Try it =>
Pick out each line of the records that includes the string "documentation", and copy it.

___

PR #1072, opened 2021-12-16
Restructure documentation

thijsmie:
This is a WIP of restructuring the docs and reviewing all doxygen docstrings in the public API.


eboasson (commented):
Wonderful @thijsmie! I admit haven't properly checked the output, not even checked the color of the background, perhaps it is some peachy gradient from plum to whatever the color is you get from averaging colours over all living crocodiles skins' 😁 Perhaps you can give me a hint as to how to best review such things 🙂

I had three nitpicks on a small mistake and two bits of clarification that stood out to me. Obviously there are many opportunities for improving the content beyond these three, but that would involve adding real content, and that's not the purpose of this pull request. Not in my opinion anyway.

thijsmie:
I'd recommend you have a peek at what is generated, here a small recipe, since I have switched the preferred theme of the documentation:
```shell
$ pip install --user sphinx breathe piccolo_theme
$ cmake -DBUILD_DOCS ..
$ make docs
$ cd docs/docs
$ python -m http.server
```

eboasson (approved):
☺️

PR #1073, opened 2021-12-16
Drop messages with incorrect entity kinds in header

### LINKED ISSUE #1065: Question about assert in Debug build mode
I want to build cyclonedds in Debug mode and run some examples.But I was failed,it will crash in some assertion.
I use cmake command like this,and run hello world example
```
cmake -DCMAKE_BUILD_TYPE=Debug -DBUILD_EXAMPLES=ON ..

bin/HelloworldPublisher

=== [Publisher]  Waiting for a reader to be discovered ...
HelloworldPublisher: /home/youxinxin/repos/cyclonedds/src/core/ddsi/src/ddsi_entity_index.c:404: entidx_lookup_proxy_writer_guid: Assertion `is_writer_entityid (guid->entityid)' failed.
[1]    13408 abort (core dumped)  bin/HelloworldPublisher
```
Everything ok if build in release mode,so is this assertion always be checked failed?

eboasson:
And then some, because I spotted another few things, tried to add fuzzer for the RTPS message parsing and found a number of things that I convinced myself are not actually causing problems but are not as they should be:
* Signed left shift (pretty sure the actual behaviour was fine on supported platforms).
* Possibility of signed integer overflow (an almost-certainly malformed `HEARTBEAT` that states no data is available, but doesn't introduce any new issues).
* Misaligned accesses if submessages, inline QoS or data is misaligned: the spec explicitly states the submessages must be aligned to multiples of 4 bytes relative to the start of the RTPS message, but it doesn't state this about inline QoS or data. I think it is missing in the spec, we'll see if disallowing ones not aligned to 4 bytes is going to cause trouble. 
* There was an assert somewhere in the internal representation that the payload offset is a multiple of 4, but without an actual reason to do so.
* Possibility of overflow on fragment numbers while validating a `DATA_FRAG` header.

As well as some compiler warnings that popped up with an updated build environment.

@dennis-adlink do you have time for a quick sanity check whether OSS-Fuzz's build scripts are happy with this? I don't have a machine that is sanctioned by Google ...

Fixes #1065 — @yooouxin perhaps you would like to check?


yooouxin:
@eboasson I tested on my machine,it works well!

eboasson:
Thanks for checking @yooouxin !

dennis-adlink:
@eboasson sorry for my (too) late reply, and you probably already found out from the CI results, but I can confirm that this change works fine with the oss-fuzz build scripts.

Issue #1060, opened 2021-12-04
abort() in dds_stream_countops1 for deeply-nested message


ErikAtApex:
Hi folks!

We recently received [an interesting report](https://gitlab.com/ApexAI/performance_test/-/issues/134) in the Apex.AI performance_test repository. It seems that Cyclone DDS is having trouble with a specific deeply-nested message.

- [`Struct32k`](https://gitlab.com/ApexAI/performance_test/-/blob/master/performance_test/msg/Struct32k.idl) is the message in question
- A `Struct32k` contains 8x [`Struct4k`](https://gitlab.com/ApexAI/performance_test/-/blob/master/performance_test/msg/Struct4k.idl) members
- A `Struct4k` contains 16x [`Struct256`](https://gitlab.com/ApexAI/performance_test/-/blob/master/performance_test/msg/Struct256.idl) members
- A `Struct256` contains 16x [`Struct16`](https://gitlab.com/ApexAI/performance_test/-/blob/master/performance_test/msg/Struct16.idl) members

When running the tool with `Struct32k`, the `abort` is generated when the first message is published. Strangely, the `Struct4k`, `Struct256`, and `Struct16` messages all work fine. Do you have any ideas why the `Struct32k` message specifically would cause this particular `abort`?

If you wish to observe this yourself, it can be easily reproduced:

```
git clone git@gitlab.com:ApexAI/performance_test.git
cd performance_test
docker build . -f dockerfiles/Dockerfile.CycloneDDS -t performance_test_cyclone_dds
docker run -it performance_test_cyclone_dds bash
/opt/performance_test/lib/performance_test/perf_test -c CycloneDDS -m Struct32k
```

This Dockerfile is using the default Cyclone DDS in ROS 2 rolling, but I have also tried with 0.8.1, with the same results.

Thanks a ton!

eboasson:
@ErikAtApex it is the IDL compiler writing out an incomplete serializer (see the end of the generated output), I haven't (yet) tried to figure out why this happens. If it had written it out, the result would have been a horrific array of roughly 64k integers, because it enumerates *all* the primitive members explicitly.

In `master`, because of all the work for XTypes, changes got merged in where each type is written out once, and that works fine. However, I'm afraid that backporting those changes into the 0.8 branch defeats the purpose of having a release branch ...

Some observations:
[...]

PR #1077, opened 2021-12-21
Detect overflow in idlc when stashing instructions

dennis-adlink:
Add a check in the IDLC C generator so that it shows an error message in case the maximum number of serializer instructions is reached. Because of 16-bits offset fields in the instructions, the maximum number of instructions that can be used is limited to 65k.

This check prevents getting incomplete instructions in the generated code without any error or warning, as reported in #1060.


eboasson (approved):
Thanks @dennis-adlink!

___

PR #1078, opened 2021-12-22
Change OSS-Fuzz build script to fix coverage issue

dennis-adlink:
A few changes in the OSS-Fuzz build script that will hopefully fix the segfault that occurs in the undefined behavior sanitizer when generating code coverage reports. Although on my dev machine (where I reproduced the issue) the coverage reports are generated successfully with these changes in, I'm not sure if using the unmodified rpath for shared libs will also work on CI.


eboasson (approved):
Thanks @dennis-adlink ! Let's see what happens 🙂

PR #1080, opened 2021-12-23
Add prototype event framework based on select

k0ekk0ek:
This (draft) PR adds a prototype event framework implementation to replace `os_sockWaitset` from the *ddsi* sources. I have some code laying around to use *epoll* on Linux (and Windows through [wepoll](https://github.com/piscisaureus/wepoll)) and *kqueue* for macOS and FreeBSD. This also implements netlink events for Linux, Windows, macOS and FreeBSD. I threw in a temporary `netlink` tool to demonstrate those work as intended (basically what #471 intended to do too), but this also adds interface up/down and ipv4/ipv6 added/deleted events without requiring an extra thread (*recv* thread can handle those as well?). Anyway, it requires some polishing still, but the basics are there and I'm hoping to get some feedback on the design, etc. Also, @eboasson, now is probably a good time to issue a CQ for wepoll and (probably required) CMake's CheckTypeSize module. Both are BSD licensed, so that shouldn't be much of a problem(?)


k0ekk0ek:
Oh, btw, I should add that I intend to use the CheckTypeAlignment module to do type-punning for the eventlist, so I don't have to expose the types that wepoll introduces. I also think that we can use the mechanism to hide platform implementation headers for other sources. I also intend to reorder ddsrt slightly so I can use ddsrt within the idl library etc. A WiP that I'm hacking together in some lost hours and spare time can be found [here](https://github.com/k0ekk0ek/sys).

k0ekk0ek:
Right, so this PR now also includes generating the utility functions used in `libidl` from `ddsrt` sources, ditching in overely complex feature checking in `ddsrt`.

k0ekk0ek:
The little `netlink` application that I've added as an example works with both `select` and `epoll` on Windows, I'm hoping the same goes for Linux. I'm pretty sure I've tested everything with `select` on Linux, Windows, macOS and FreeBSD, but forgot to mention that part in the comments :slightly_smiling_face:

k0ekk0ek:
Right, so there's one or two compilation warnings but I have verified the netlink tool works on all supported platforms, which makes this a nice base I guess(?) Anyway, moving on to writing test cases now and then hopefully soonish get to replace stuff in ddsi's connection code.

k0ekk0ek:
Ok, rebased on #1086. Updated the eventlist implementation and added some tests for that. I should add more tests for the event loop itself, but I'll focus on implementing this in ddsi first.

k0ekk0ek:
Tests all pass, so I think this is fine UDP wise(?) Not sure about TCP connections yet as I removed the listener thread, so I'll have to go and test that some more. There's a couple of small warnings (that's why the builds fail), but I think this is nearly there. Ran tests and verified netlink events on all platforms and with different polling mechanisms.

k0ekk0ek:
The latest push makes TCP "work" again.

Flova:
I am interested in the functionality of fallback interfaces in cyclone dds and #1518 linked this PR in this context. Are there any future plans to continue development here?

___

Result below =>
Restructure documentation
I'd recommend you have a peek at what is generated, here a small recipe, since I have switched the preferred theme of the documentation:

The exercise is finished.